I'd also be concerned about that shower. Looks like cement backer, appears the seams and screw head were coating with Hydroband, but are those buckets of mastic I see? If so, not so good for a shower. (actually very bad choice of adhesive). I'd like to see pics of the floor and a description of how that was done. 

Tell us more, starting how it was done from the stud and bare subfloor up. Give methods and products used.

Jaz


----------



## dvatt (Mar 18, 2009)

I've installed this wood porcelain if you will and I feel that the smaller the grout line the more it looks like wood. Try dying the grout first to match the tile and see if you like it.


----------



## rehabob (Apr 10, 2011)

JazMan,
I didn't think of a random alignment pattern when I saw this picture. Kinda like wood planks in a hardwood floor where you never want ends to match up to so no patterns appear. You made a valid point on the mastic!


----------



## kbryan (Apr 10, 2011)

The tile is being pulled up and the floor will be redone with smaller grout lines. What is the best colored grout to use, and what is the best colored grout sealant? Thank you all very much!


----------



## JazMan (Feb 17, 2007)

Hi Kay,

I'm glad you were able to reply. I would select a grout color that matches the tiles as close as possible. Being the tiles are rectified you should go 1/8" max. There are many brands and types of sealers, I can't point to one that I can claim is best. I trust the manufacturer to give us a better product when the price is more. A small bottle should run $35-50. Good brands like Aquamix- Miracle Sealants are easy to find. Be sure to get a penetrating sealer, not an enhancer.

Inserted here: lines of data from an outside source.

Issue #1220, opened 2023-10-16
Add notification for contracts on offline nodes 


xmonader:
it can affect the user balance specially in case of having public ip reservation

Mahmoud-Emad:
Should be implemented in https://github.com/threefoldtech/tfgrid-sdk-ts/pull/1239

Mahmoud-Emad:
### Issue update

- Added a notification helper that will notify the user every 15 minutes if there are deployments on an offline node.
- Updated the toast warning background, icon color, and text color in dark/light mode.

Mahmoud-Emad:
Worked on some comments

- Created the `GqlContracts` interface in https://github.com/threefoldtech/tfgrid-sdk-ts/pull/1255 and used it
- Enhanced the performance by removing unneeded loops

Mahmoud-Emad:
### Update 

- Working on some enhancement that may enhance the performance

Mahmoud-Emad:
### Issue Update

- Returned back to in-progress because some changes requested, `Support links in the notification`

Mahmoud-Emad:
### Issue Update 

#### Support links in the notification pop-up
- ![image](https://github.com/threefoldtech/tfgrid-sdk-ts/assets/57001890/aaed474d-6d6e-4c87-a451-454d2dbd9ad0)

should be supported in https://github.com/threefoldtech/tfgrid-sdk-ts/pull/1297 and the PR is ready for review.

Mahmoud-Emad:
### Issue update

- Worked on some enhancement -> Close the toast when navigating to the contracts list page
- Updated the `BillReports` constant name

Mahmoud-Emad:
@maayarosama 

I have kept this issue in the 'In Progress' column because the newly implemented feature involving the `<Link on the number of contracts>` needs to be merged into `3.13` to avoid conflicts. The last merge was performed against version `3.12`. Should we continue to work on this and keep it in the 'In Progress' column until the necessary changes are completed?

A-Harby:
verified, 
I deployed a VM, Kubernetes master and worker, and Funkwhale (solution) on the same node 21, and when the node went offline, I got notification for the contract on that node.

![image](https://github.com/threefoldtech/tfgrid-sdk-ts/assets/109473873/15906eaa-1306-40bf-9a5e-7a00d12c4754)
[...]

PR #1290, opened 2023-10-26
Support offline node contract notification on `mainnet`

Mahmoud-Emad:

I notice you've not mentioned the shower at all. I think your shower is where the real problems are. I know you've been told the same by others at the "other" place you posted this situation. Although your thread got of track a bit. If we're right, you need to figure out how that was done and get it corrected, otherwise you're gonna spend 3-5k or more to replace it in a few years. 

Jaz


----------



## kbryan (Apr 10, 2011)

My niece writes, "Brian used hydroband in the shower like the man suggested the bucket of mastic was for something else. I asked them and they told me they have built many tile showers and they have had no complaints. Dad,Josh and Jeff looked at the shower and they said it looks right. Brian showed me that the shower floor is level and he has the flooring sloping downward slightly toward the drain to drain the shower you just can't see it it in the picture. It's not finished yet though. Hopfully everything will go smoothly now." 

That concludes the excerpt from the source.